ChangeSet@1.2560, 2007-06-25 15:38:16-05:00, chris@terrazzo.site +12 -0
  1. Bug#28519 "Falcon crash with signal 4" - Replaced state == chilled
     assertions in record thaw methods with a benign function return. 
  2. Reformatted chill/thaw debug output.
  3. Check deferredIndex->index == null in Transaction::dropTable(). 
  4. Added RecordVersion::getRecordData() to encapsulate data.record.
     If necessary, getRecordData() peforms a record thaw before returning
     a pointer to the record data.
[25 Jun 2007 20:59] Christopher Powers
The testcase exposes a race condition in record thawing such that one thread thaws a record out from underneath another thread performing a thaw:

StorageInterface::rnd_next()
  StorageTable::next()
     StorageDatabase::nextRow()
        RecordVersion::fetchVersion()          recChilled == TRUE here
           RecordVersion::thaw()
              Transaction::thaw()
                  SRLUpdateRecords::thaw()
                     ASSERT(state == recChilled)   FAILS

In this case, the record being thawed was thawed by another thread sometime between fetchVersion() and SRLUpdateRecords::thaw().

This isn't necessarily a bad thing, because the only operations during a thaw that must be serialized are, 1) activating the serial log window from which the record data will be restored, and 2) setting the data.record pointer after the data has been restored.

Serial log window access is serialized by an exclusive lock, and changes to record.data are performed atomically via compare and exchange.

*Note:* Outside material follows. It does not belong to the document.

PR #3386, opened 2025-05-19
Customize plot needs a toggle for scientific notation

### LINKED ISSUE #3197: Customize Plot Needs a Toggle for Scientific Notation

So, if during a thaw the record is thawed on another thread, then the current thaw operation should simply return without error.
[26 Jun 2007 6:24] Hakan Küçükyılmaz
I could successfully run a modified version of the testcase with 51 threads and 1800 seconds runtime. I also tried the original testcase with 25 threads and 5600 seconds runtime.

The test does not crash Falcon anymore but it hangs sometimes.
[27 Nov 2007 8:42] Hakan Küçükyılmaz
I successfully ran the test case for 5600 seconds.
[3 Dec 2007 14:21] MC Brown
A note has been added to the 6.0.4 changelog: 

Under heavy load when updating Falcon tables, a race condition could occur that would ultimately result in a crash.